PR #369, opened 2018-10-04
reverse errors and data order in response

vetcher:
Following the trend and recommendations in graphql: https://github.com/facebook/graphql/pull/384

> Note: When `errors` is present in the response, it may be helpful for it to 
appear first when serialized to make it more clear when errors are present
in a response during debugging.


vektah:
Happy to merge this, but the tests need to be updated.

PR #388, opened 2018-10-18
Resolver move into FieldMiddleware processing

vvakame:
I tried #353 today. It works fine!

## Now

I got below trace on DataDog. ✨ 
datadog-trace-view

## Problem

https://docs.datadoghq.com/tracing/visualization/#trace
the current problem is that parent span closes before child span closes.
Why it happens is that Resolver will work after Middleware's operation is finished.
Middleware will open & close Trace Span. but it is too early.

## Solution?

Currently, this PR make below trace. It can make graph pretty well.
datadog-trace-view-v2

but this change contains Breaking Change.
Resolver will be received arguments directly. It is not processed by middleware.
Middleware only can process return value after Resolver worked.

I do not have a good idea how to solve this issue... 😿 
Middleware now has a hook for start, but it seems like a problem that It does not have a finish hook. 🤔


vektah:
I think this was the way it was working:
graph 2


and this is what this pr does
graph 3

So this would break any directive or middleware that modifies the result. Plus its still missing the argument unpacking. (I don't know why that would be slow, but if it was it should show up)

I think what we really want is 
graph 4

Something that can time each part (unpacking, resolver execution, child execution, marshaling) with appropriate hooks to modify context. Maybe a super specific hook is more appropriate.
```go
type Tracer interface{
    StartFieldExecution(args, query) context.Context
    EndFieldExecution(stats from resolver) 
}
```
and we write the required code directly in the executors.

PR #392, opened 2018-10-23
Add Tracer layer

vvakame:
closes #388

@vektah thank you for your comment on https://github.com/99designs/gqlgen/pull/388#issuecomment-430966846

I have:
 - [ ] Updated any relevant documentation (see [docs](https://github.com/99designs/gqlgen/tree/master/docs/content)) 🤔 

newtracer


codegen/testserver/generated.go
```diff
@@ -938,7 +939,11 @@ func (ec *executionContext) _Circle_radius(ctx context.Context, field graphql.Co
 	}
 	res := resTmp.(float64)
 	rctx.Result = res
-	return graphql.MarshalFloat(res)
+	resMarshaler := func() graphql.Marshaler {
+		return graphql.MarshalFloat(res)
+	}()
+	ec.Tracer.EndFieldExecution(ctx)
```
vektah: rather than needing to wrap all the marshallers in another func, could we `defer ec.Tracer.EndFieldExecution(ctx)`?

codegen/testserver/generated.go
```diff
@@ -3365,6 +3672,7 @@ func (ec *executionContext) ___Type_fields(ctx context.Context, field graphql.Co
 		Field:  field,
 	}
 	ctx = graphql.WithResolverContext(ctx, rctx)
+	ctx = ec.Tracer.StartFieldExecution(ctx)
```
vektah: This still wont capture the time spent unpacking args in `field.ArgumentMap`

vektah:
Not a blocker, but it would be good to find out what all these gaps are too:

image

graphql/tracer.go
```diff
@@ -0,0 +1,28 @@
+package graphql
+
+import "context"
+
+var _ Tracer = (*NopTracer)(nil)
+
+type Tracer interface {
```
vektah: Maybe something like:
```go
		StartOperationExecution(ctx context.Context) context.Context
	EndOperationExecution(ctx context.Context)
	StartFieldArgParsing(ctx context.Context)
	StartFieldExecution(ctx context.Context) context.Context // is this still the right place? should it be on the first one
        StartFieldChildExecution(ctx context.Context) // or StartFieldMarshalling... not sure
	EndFieldExecution(ctx context.Context
```

codegen/testserver/generated.go
vvakame: I want to access ResolverContext in StartFieldExecution method.
e.g. https://github.com/mercari/mtc2018-web/blob/feat-refactor-tracer/server/gqlapi/gqlopencensus/tracer.go#L46

vvakame:
> Not a blocker, but it would be good to find out what all these gaps are too:

My example resolver is worked on fully on-memory only.
Operation is done in 0.4ms(400μs).
I guess the other process used the container's CPU for a moment.

BTW, I want to find the bottleneck on my resolvers.
It's main reason is maybe DB or Storage or Network access.
unpacking argument and result value marsharing is CPU bound process.
I hope it is as correct as possible, but I do not think we need to be able to do something complicated.

I guess App Developer is not want to tracking gqlgen's performance on Tracing.

vvakame:
note: https://gitter.im/gqlgen/Lobby?at=5bceb8dfc7bf7c36625604b1

vvakame:
why appveyor reference old version's test case...? 🤔

vektah:
Looks good. Shouldn't be a BC break right, The default preserves existing behaviour?

vvakame:
sure, I think so.

codegen/testserver/generated_test.go
```diff
@@ -35,9 +35,60 @@ func TestForcedResolverFieldIsPointer(t *testing.T) {
...
+type testTracer struct {
+	id     int
+	append func(string)
+}
+
+func (tt *testTracer) StartOperationExecution(ctx context.Context) context.Context {
+	line := fmt.Sprintf("op:start:%d", tt.id)
+
+	tracerLogs, _ := ctx.Value("tracer").([]string)
+	ctx = context.WithValue(ctx, "tracer", append(tracerLogs, line))
```
vektah: I think the tests are flaking out because appending to a slice isn't thread safe.

You now have multiple concurrent goroutines all working on the same underlying slice. You probably want something like:
`append(append([]string, tracerLogs...), line)`

vvakame:
AppVeyor
```
  - go generate ./...
  - go test -timeout 20m ./...
```

Circle CI
```
go generate $(go list ./... | grep -v codegen/tests)
go test -race $(go list ./... | grep -v codegen/tests)
```

Why is there a difference? 🤔

vektah:
Nice find, Fixed in https://github.com/99designs/gqlgen/pull/396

**YOUR ASSIGNMENT**
In the listing above, find every line with the word "first" and copy it.

**EXERCISE SOLUTION**
appear first when serialized to make it more clear when errors are present
	StartFieldExecution(ctx context.Context) context.Context // is this still the right place? should it be on the first one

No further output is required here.